Bee Buddy: Boy Scout builds park for pollinators

HAVENSVILLE — A dozen butterflies took to the air as Kyler Bernritter walked past patches of daisies, butterfly bushes and black-eyed Susans.

 

The conspicuous bugs fluttered around the garden he built this summer near a small playground at the edge of town. The little patch of colorful flowers appeared to be doing its job — attracting pollinators like butterflies and bees. Dubbed the Havensville Bee Park, Bernritter’s garden and a “Be a Bee Buddy” campaign aim to educate the public about the importance of such insects. The 14-year-old, an amateur beekeeper, will wrap up the Boy Scouts of America Eagle Scout project later this fall.

“They’re extremely important to us,” Bernritter said of bees. “Basically, one out of three bites we eat needs bees.”

Beepocalypse?

Across the country, bee populations, primarily honey bees, have been declining. About 52 percent of bee species studied were in some stage of decline or endangerment, a February report from the Center for Biodiversity showed.

The decline, called “colony collapse disorder,” was first noticed in 2006. An annual survey of nearly 5,000 beekeepers from Bee Informed, a nonprofit partnership between multiple research universities, including the University of Maryland and Texas A&M, showed nearly a third of colonies died in the past year. The largest decline, between 2012 and 2013, saw more than 45 percent of colonies were lost. That’s significantly higher than the expected winter loss of 15 to 18 percent, according to the report.

The mysterious deaths can’t be blamed on one culprit, said Jeff Whitworth, Kansas State University extension specialist in entomology. The overuse of pesticides and herbicides is likely a leading factor, along with destruction of bee habitats, disease, and the increase of harmful species like mites and Africanized bees.

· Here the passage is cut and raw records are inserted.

PR #399, opened 2018-07-11
Fix duplicate redirect_uri in get_token request.

markus:
OAuth2::Client#redirection_params converts the symbol key :redirect_uri
to a string, so we have to do the same for params in get_token before merging
to avoid submitting both :redirect_uri and "redirect_uri".

Noticed this issue when using the linkedin-oauth2 gem.

### DIFF
--- a/lib/oauth2/strategy/auth_code.rb
+++ b/lib/oauth2/strategy/auth_code.rb
@@ -26,6 +26,9 @@ module OAuth2
       # @note that you must also provide a :redirect_uri with most OAuth 2.0 providers
       def get_token(code, params = {}, opts = {})
         params = {'grant_type' => 'authorization_code', 'code' => code}.merge(@client.redirection_params).merge(params)
+        params.keys.each do |key|
+          params[key.to_s] = params.delete(key) if key.is_a?(Symbol)
+        end
 
         @client.get_token(params, opts)
       end
--- a/spec/oauth2/strategy/auth_code_spec.rb
+++ b/spec/oauth2/strategy/auth_code_spec.rb
@@ -7,6 +7,7 @@ RSpec.describe OAuth2::Strategy::AuthCode do
   let(:kvform_token) { 'expires_in=600&access_token=salmon&refresh_token=trout&extra_param=steve' }
   let(:facebook_token) { kvform_token.gsub('_in', '') }
   let(:json_token) { MultiJson.encode(:expires_in => 600, :access_token => 'salmon', :refresh_token => 'trout', :extra_param => 'steve') }
+  let(:redirect_uri) { 'http://example.com/redirect_uri' }
 
   let(:client) do
     OAuth2::Client.new('abc', 'def', :site => 'http://api.example.com') do |builder|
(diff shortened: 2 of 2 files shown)


markus:
@pboling thanks for your review. I fixed the pull request to convert all symbol keys to strings on the copy of params.

swrobel:
I don't understand why, but this change is breaking [omniauth-stripe-connect](https://github.com/isaacsanders/omniauth-stripe-connect). If I use the following in my Gemfile (previous commit, upgrade Farday):

```ruby
gem 'oauth2', github: 'oauth-xx/oauth2', ref: '5972a99'
```

Then the OAuth process completes fine. If I update my Gemfile to include this commit:

```ruby
gem 'oauth2', github: 'oauth-xx/oauth2', ref: '48cd561'
```

Then I get the following in my logs and OAuth fails:

```
I, [2018-09-24T11:37:25.793220 #65433]  INFO -- omniauth: (stripe_connect) Request phase initiated.
I, [2018-09-24T11:37:57.866313 #65433]  INFO -- omniauth: (stripe_connect) Callback phase initiated.
E, [2018-09-24T11:37:58.120554 #65433] ERROR -- omniauth: (stripe_connect) Authentication failure! invalid_credentials: OAuth2::Error, invalid_client: No such API key: ca_XXX
{
  "error": "invalid_client",
  "error_description": "No such API key: ca_XXX"
}
```

swrobel:
Possibly related to [this line](https://github.com/isaacsanders/omniauth-stripe-connect/blob/402624719a41a79f9af41822fdabe2452557ffde/lib/omniauth/strategies/stripe_connect.rb#L55) in omniauth-stripe-connect?

pboling:
I think you nailed it.  As it stands now current master breaks compatibility with some use cases involving symbols.
Seems like we have a few options:
1. Add a warning when a symbol key is detected, as it can result in unexpected behavior.
2. Use a [MultiKeyHash that has both keys](https://github.com/SamirHodzic/multi_key_hash), symbol and string, pointing to the same value.
@swrobel what are your thoughts?

markus:
In my opinion it would be nice if warnings would not be needed.

pboling:
A multi_key_hash won't work, because the keys are not pointing to the same value.
```
>> require 'multi_key_hash'
=> true
>> a = MultiKeyHash.new([:a, 'a'] => 1)
=> #<MultiKeyHash:0x007fe100874720 @next_key=2, @inner={:a=>"7913b04c5", "7913b04c5"=>1, "a"=>"7913b04c5"}, @outer={:a=>"7913b04c5", "7913b04c5"=>1, "a"=>"7913b04c5"}>
>> a[:a]
=> 1
>> a['a']
=> 1
>> a['a'] = 2
=> 2
>> a[:a]
=> 1
```

So it would have to be a solution like ActiveSupport's `HashWithIndifferentAccess`.

pboling:
This is the gem we would need to use:
https://github.com/TamerShlash/symbolized
```
>> require 'symbolized'
=> true
>> h = { 'a' => 'b' }
=> {"a"=>"b"}
>> h['a']
=> "b"
>> h[:a]
=> nil
>> h.keys #=> ['a']
=> ["a"]
>> symbolized_hash = h.to_symbolized_hash
=> {:a=>"b"}
>> symbolized_hash['a']
=> "b"
>> symbolized_hash[:a]
=> "b"
>> symbolized_hash.keys
=> [:a]
>> symbolized_hash.key?('a')
=> true
>> symbolized_hash.key?(:a)
=> true
```

PR #408, opened 2018-09-11
Fixed expires_at for formatted time

Lomey:


pboling:
The documentation for the argument is:
```
     # @option opts [FixNum, String] :expires_at (nil) the epoch time in seconds in which AccessToken will expire
```
Is there a reason the client code you have implemented can't transform the value prior to passing it in?

Lomey:
There is not possibility to convert value prior to passing it in, because request and parsing is going in gem code.
my code:
 `data = client.auth_code.get_token(params[:code], token_params || {})`
where client is instance of gem class. And other is gem methods
```
def client
      @client ||= OAuth2::Client.new(client_id, secret_key,
                                     site: url, authorize_url: authorize_url, token_url: token_url)
    end
```
I will write additional spec, ok?

meganemura:
Found typo in pull request title.

greasysock:
Is there anything else that needs to be done before this gets merge this in? I am attempting to use square and am having the same issue.

pboling:
@Lomey @greasysock @meganemura I have released 1.4.4 with this change.  It is also now on master to be included with future 2.0 release.

dobon:
This PR has introduced a **breaking regression error**:
Consider the case when expired_at is a timestamp (string) and IS expired. EG: `{expired_at: "1577836800"}` (timestamp = 2020-01-01 00:00:00 +0000)

Old behavior: `@expires_at` is assigned the **string** value `'1577836800'` at `lib/oauth2/access_token.rb ln:46`, then cast as an integer on `ln:50`. The value of `@expires_at` is the **integer** timestamp `1577836800`.

New breaking behavior: `@expires_at` is assigned the **string** value `'1577836800'` at `lib/oauth2/access_token.rb ln:46`, then is sent to the `convert_expires_at` method on `ln:50`. The `convert_expires_at` method creates a temporary variable `expires_at_i` which is assigned the integer-cast value of `@expires_at` (ie: `expires_at_i == '1577836800'.to_i == 1577836800`). This supposed timestamp is compared against the current timestamp and because the token is expired, execution continues to ln:182. `@expires_at` is a string, so this code assumes that it is a date string, but it is actually a timestamp string, so parsing time fails with `ArgumentError (argument out of range)`

**The `convert_expires_at` method introduces BREAKING changes and should be reverted or amended.**

Possible solution: revert this code and fix the Stripe gem instead. This makes more sense, rather than baking special cases into the library, adjust the consumer to conform their usage to the library.

Possible solution: do better check than "is `expires_at` a string?". This could mean a regex to check date string format.

An expired timestamp string for `@expires_at` should be added to the spec. Actually, this PR edited the spec to remove the case where this happens, replacing an expired timestamp string with a future timestamp string, which circumvents the problem, while also demonstrating that the developer must have been aware of the issue. =/

Lomey:
@dobon, I am going to fix this asap

dobon:
This should work (using iso8601 specifically, rather than generic parse, but it could use generic parse as well):
```
 def convert_expires_at(expires_at)
    begin
       Time.iso8601(expires_at).to_i
    rescue ArgumentError
       expires_at.to_i
    end      
end
```

And then add specs for ISO8601 future + expired, integer future + expired, timestamp (ie: integer string) future + expired.

Lomey:
@dobon Have opened the pull request https://github.com/oauth-xx/oauth2/pull/532

dobon:
Thanks @Lomey much appreciated. This looks great. I've left some feedback on the new PR:
1. add spec for integer expires_at (rather than just iso8601 string and timestamp strings): provided missing test in github comment on PR
2. identify gap in timestamp string regex: recommended the revision of `convert_expires_at` I wrote above instead of the version on the PR.

I would make a PR myself, but this project has some rules about contributor, so I'll just pass along my feedback to you. I hope you don't mind. Really appreciate your effort on this.

pboling:
@dobon Would love to have you as a contributor, if you are interested.  We need more hands and minds working on this gem! ❤️

dobon:
@pboling I've written my own PR to get this fixed: https://github.com/oauth-xx/oauth2/pull/533

If approved, then https://github.com/oauth-xx/oauth2/pull/532 can be closed.

pboling:
@dobon This change, which introduced a bug, was the main feature of the 1.4.4 release of the gem, which is the current version of the gem.  We need your fix in #533 to be back ported to `1-4-stable` branch to fix the regression.

PR #410, opened 2018-09-20
Fix for circular reference exceptions between Error and Response classes

jhmoore:
This is to replace https://github.com/oauth-xx/oauth2/pull/201.  This is a breaking change!  It removes the ability to call `.error` from an `OAuth2::Response` object.

Also, adding some test coverage and fixing a potential 500 if a response is encountered with no headers.  The `Response` class was calling `response.headers.values_at` without checking to see if `response.headers` returned a valid thing, and also there were no tests for `#content_type`.

As an aside, the exception referenced in that older pull request only is a thing in [older versions of Rails](https://apidock.com/rails/ActiveSupport/JSON/Encoding/CircularReferenceError).  The current version of ActiveSupport JSON encoding says:

```
"The JSON encoder in Rails 4.1 no longer offers protection from circular references. " \
"You are seeing this warning because you are rescuing from (or otherwise referencing) " \
"ActiveSupport::Encoding::CircularReferenceError. In the future, this error will be " \
"removed from Rails. You should remove these rescue blocks from your code and ensure " \
"that your data structures are free of circular references so they can be properly " \
"serialized into JSON.\n\n" \
"For example, the following Hash contains a circular reference to itself:\n" \
"   h = {}\n" \
"   h['circular'] = h\n" \
"In this case, calling h.to_json would not work properly."
```

It is likely not ideal to raise stack level too deep levels _either_, but from a practical testing standpoint it is not a good idea to detect the presence of that old error.

### DIFF
--- a/lib/oauth2/client.rb
+++ b/lib/oauth2/client.rb
@@ -115,7 +115,6 @@ module OAuth2
       when 400..599
         error = Error.new(response)
         raise(error) if opts.fetch(:raise_errors, options[:raise_errors])
-        response.error = error
         response
       else
         error = Error.new(response)
--- a/lib/oauth2/error.rb
+++ b/lib/oauth2/error.rb
@@ -5,7 +5,6 @@ module OAuth2
     # standard error codes include:
     # 'invalid_request', 'invalid_client', 'invalid_token', 'invalid_grant', 'unsupported_grant_type', 'invalid_scope'
     def initialize(response)
-      response.error = self
       @response = response
       message_opts = {}
 
--- a/lib/oauth2/response.rb
+++ b/lib/oauth2/response.rb
@@ -6,7 +6,7 @@ module OAuth2
   # OAuth2::Response class
   class Response
     attr_reader :response
-    attr_accessor :error, :options
+    attr_accessor :options
 
     # Procs that, when called, will parse a response body according
     # to the specified format.
--- a/spec/oauth2/client_spec.rb
+++ b/spec/oauth2/client_spec.rb
@@ -284,7 +284,6 @@ RSpec.describe OAuth2::Client do
 
       expect(response.status).to eq(401)
       expect(response.headers).to eq('Content-Type' => 'application/json')
-      expect(response.error).not_to be_nil
     end
 
     %w[/unauthorized /conflict /error /different_encoding /ascii_8bit_encoding].each do |error_path|
@@ -315,7 +314,7 @@ RSpec.describe OAuth2::Client do
       begin
         subject.request(:get, '/error')
       rescue StandardError => e
-        expect(e.response).not_to be_nil
+        expect(e.response).to be_a(OAuth2::Response)
         expect(e.to_s).to match(/unknown error/)
       end
     end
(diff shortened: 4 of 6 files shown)


jhmoore:
Hah.  Well, it seems like the reason I couldn't make any tests fail is that the pattern in the `OAuth2::Response` specs of making a `double` for the response object behaves differently.  When attached to the `OAuth2::Error` (and vice versa), the double does _not_ get to-jsoned in the same way that a 'real' response object (i.e. `Faraday::Response`) would.

Calling `to_json` on an `OAuth2::Error` with a test double response has no error.  However, with a real one:

```
2.3.3 :001 > raw_response = Faraday::Response.new(:body => "hello", :response_headers => {"stuff" => "things"})
 => #<Faraday::Response:0x007fb619052ec8 @on_complete_callbacks=[], @env=#<Faraday::Env @body="hello" @response_headers={"stuff"=>"things"}>>
2.3.3 :002 > response_object = OAuth2::Response.new(raw_response)
 => #<OAuth2::Response:0x007fb619048338 @response=#<Faraday::Response:0x007fb619052ec8 @on_complete_callbacks=[], @env=#<Faraday::Env @body="hello" @response_headers={"stuff"=>"things"}>>, @options={:parse=>:automatic}> 
2.3.3 :003 > error = OAuth2::Error.new(response_object)
 => #<OAuth2::Error: hello> 
2.3.3 :004 > error.to_json
SystemStackError: stack level too deep
```

pboling:
The next release, version 2.0, is not intended to drop support for any existing supported versions of Rails, or Ruby.  The version support dropping release is milestone 3.0.  So we just need to be careful that we don't break support for the currently supported versions.  *Breaking changes* are acceptable though, it is a major SemVer version bump.

jhmoore:
@pboling agreed -- I think testing against specifically trying to prevent an old error is not the correct approach, but we also want to allow for it.  

I'm just a little baffled that I can't seem to reproduce any error in test.  I reproduced a stack level too deep error using the gem in the context of our app (calling `to_json` on the response object), but doing the same in the gem's rspec suite does not seem to result in an error.  I am admittedly far from an expert on Ruby's `to_json` meta-magic, but it seems strange.

jhmoore:
Ok after talking around and around about this in the office, the consensus is:

 - Given the choice of `error.response` or `response.error`: it is probably more useful to be able to access `.response` from an instance of a raised exception that you've rescued from.  We ourselves do this a couple of times in our app.  While it could be worked around (i.e. look at the message of the error), it is nice to be able to just get the integer of the status code.
 - It seems _less_ weird to set `@response` on `OAuth2::Error` than it is for `OAuth2::Error` to set itself as `.error` on the response argument object and mutate it.
 - There actually were a couple of behaviors tested around accessing the response object from the error, but not so much the other way around.

Totally open to discussion though, if anyone has any better ideas!

pboling:
I am fully willing to accept your reasoning.  It seems perfectly *reasonable*.

jhmoore:
Hahaha sounds good.  I am still a little weirded out that I couldn't reproduce the circular reference error in test, but in theory there are now specs at least documenting it.  I think this is ready to go.

PR #414, opened 2018-10-04
Use Base64.strict_encode64

meganemura:
This is a successor of #325.

### DIFF
--- a/lib/oauth2/authenticator.rb
+++ b/lib/oauth2/authenticator.rb
@@ -31,7 +31,7 @@ module OAuth2
     end
 
     def self.encode_basic_auth(user, password)
-      'Basic ' + Base64.encode64(user + ':' + password).delete("\n")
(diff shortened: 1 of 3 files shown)


meganemura:
@josephpage @pboling Would you please review this?

pboling:
I need to review this for breaking changes.

We are not dropping any existing support for old Rubies in the 2.0.0 release.

```
# Base64.strict_encode64 is not available on Ruby 1.8.7
```

This might need to go into the follow up 3.0.0 release.

meganemura:
@pboling 

In https://github.com/oauth-xx/oauth2/milestone/1 and #325, 

> 2.x is the last version series that will have Ruby 1.9/2.0/2.1/2.2 support.

So, I think 2.x release does not need to support ruby 1.8.

pboling:
Oh good point!  I need to add a Ruby support matrix to the Readme.

PR #426, opened 2018-10-14
Fix a link in changelog

meganemura:
title only.


CHANGELOG.md
```diff
@@ -4,7 +4,7 @@ All notable changes to this project will be documented in this file.
 ## [unreleased]
```
willnet: @meganemura This line should be also fixed because v1.4.1 was released

meganemura: @willnet It will be updated by #424.

willnet: 👍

“There’s not really one problem pinned down,” he said. “It could be any or all of these factors.”

The decline has hit bees on the coasts and to the south hardest, largely sparing Kansas bees, he said.

It’s not totally clear why Midwest bees aren’t dying as quickly, but one possibility is agriculture. In areas where bees saw the most decline, the southeast and southwest, citrus plants dominate commercial growing. Those crops rely on pollinators like bees, unlike Midwest crops like wheat, corn and sorghum, Whitworth said. That means bees in Kansas are less likely to come into contact with commercial pesticides.

During the spring, Whitworth’s department took several calls from people concerned about bee swarms around or near their house. Such swarms usually indicate growing, healthy bee populations, he said.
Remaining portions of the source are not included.